The strange part is that everything that I mentioned is in the public domain, as a fact or policy.
Everything you claim makes sense but so would aliens or that we're inside a computer game, etc. Inventing explanations to facts is a trivial skill. Formulating a theory that can predict future events is an actual achievement.
Literally read the book The Great Reset by Klaus Schwab, it's all discussed there. They literally have a big meeting every year where they invite a bunch of elites to discuss ways they can have more control over the global populace. There's nothing unfounded about it; except for the fact that it maybe doesn't technically count as a conspiracy if it's all done in the open.

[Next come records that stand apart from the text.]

PR #939, opened 2022-05-11
add option for private discussion

semuelle:
Let me know if you think there is a better way of doing this.

### DIFF
--- a/.github/pull_request_template.md
+++ b/.github/pull_request_template.md
@@ -19,6 +19,7 @@
 - [ ] The software delivered for this grant will be released under an open-source license specified in the application.
 - [ ] The initial PR contains only one commit (squash and force-push if needed).
 - [ ] The grant will only be announced once the first milestone [has been accepted](https://github.com/w3f/Grant-Milestone-Delivery#process).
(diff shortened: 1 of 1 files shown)


Noc2 (approved):
Looks good to me.

Noc2:
I also shared it with hakan.

laboon:
Looks good to me

hakan-w3f:
Maybe the form could ask for a set of usernames so that an entire team could communicate with us? Or would each team set up a group alias in Matrix? I'm not knowledgeable in Matrix, so not sure how an alias would work for a team etc. Please advise.

takahser (approved):
lgtm

hakan-w3f (approved):
All clear now, after having read the explanation in the welcome note. Nice!

semuelle:
> Maybe the form could ask for a set of usernames so that an entire team could communicate with us? Or would each team set up a group alias in Matrix? I'm not knowledgeable in Matrix, so not sure how an alias would work for a team etc. Please advise.

The space is set up in such a way that external people can invite more people. That way, we only need to know the first one, who can then invite the rest of the team. It could even be a throwaway for those who don't want their Element handle to be public.

PR #986, opened 2022-06-10
Grant application - Review required

hoho-yin:
Hello we have revised our application according to the golden feedback 8 days ago, but no response since then. Could you please kindly have a look and make the final judgment? Thanks a lot!


Noc2 (changes requested):
Thanks for chasing us. But as pointed out multiple times now, please don’t open new PRs for this. Simply ping us on the old PR. This doesn’t help with your grant application.

PR #990, opened 2022-06-15
Remove polkadot-java from tech stack

alxs:
Because, in another team's [words](https://github.com/strategyobjectadmin/Grants-Program/blob/master/applications/substrate_client_java.md#relevance-to-substrate--polkadot), it is "totally outdated, thus absolutely unusable."


Noc2 (approved):
Happy to remove it, because we have other libraries. But maybe we should consider pointing out projects that are outdated and we would be willing to support maintenance or getting it updated again.

alxs:
That would make a lot of sense. Just in this case, as you say we have other options and also I think last time we discussed it we didn't think it was worth it to pick up work on this again.

PR #1026, opened 2022-07-05
Add status badge action

lucasvanmol:
Adds status badges to links in the polkadot stack using https://github.com/lucasvanmol/status-badges

While testing on my fork it looks like I was rate limited, hence all the question marks because I was getting `403: Forbidden`. The merge to this repo should mean a seperate `GITHUB_TOKEN` will be used for authentication to the github API, so all the badges should get updated normally once merged. 

Currently, the github action runs and updates all the bages:
- every day at midnight
- whenever `docs/polkadot_stack.md` gets changed on push
- when run manually through the actions tab on github.

I can try to implement a fix for the rate limiting issue, so that it doesn't overwrite existing emojis when it does happen. In the mean time, rate limiting shouldn't cause too many problems, unless `docs/polkadot_stack.md` is getting committed to very frequently. The workflow can also be changed so that it doesn't get updated when the stack does, and only at midnight or when run manually, if that's preferable.

Additionally, there are some problems with links that have redirects and are returning [301](https://developer.mozilla.org/en-US/docs/Web/HTTP/Status/301), I assume due to some teams that have e.g. changed their github name. It causes the action to not find them and set their status as "❔" even though the repo is there. I can also try to fix this in the action, but in the mean time we should just be able to update the links to the new locations and it should work fine again.


Noc2 (approved):
I’m happy to give it a try. Great work!

PR #872, opened 2022-03-17
Create tdot.md

shengda:
### Project Abstract

This is a follow-up of the [stable asset grant](https://github.com/w3f/Grants-Program/pull/286).

tDOT is a DOT-pegged derivative built on top of the stable asset protocol. It aims at generating unified DOT liquidity across Polkadot parachains and applications.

> Literally read the book The Great Reset by Klaus Schwab, it's all discussed there
There's no way you read this book. Because I have.
Davos is mentioned once in passing in the entire book. And the whole book is about how we can build a more resilient, more equitable world for everyone, where we respect nature instead of plundering it.
Funny, the other day I had to deal with a former school board trustee making claims about the supposedly sexual and harmful content of a specific book about a transsexual person. My gut told me that what they were saying probably wasn't true so I read the book and voila, none of what the person claimed to be in the book was actually in there. It does say something about a person when they use a study/book, anything that takes time and energy to evaluate to make their point without actually reading it.
It’s actually not that uncommon for people with the same type and level of job to congregate and discuss - or conference - together to learn and socialise with each other.
and yet i bet openai was trained on data that they did not bother negotiating and honouring "terms of use" for. what's the difference?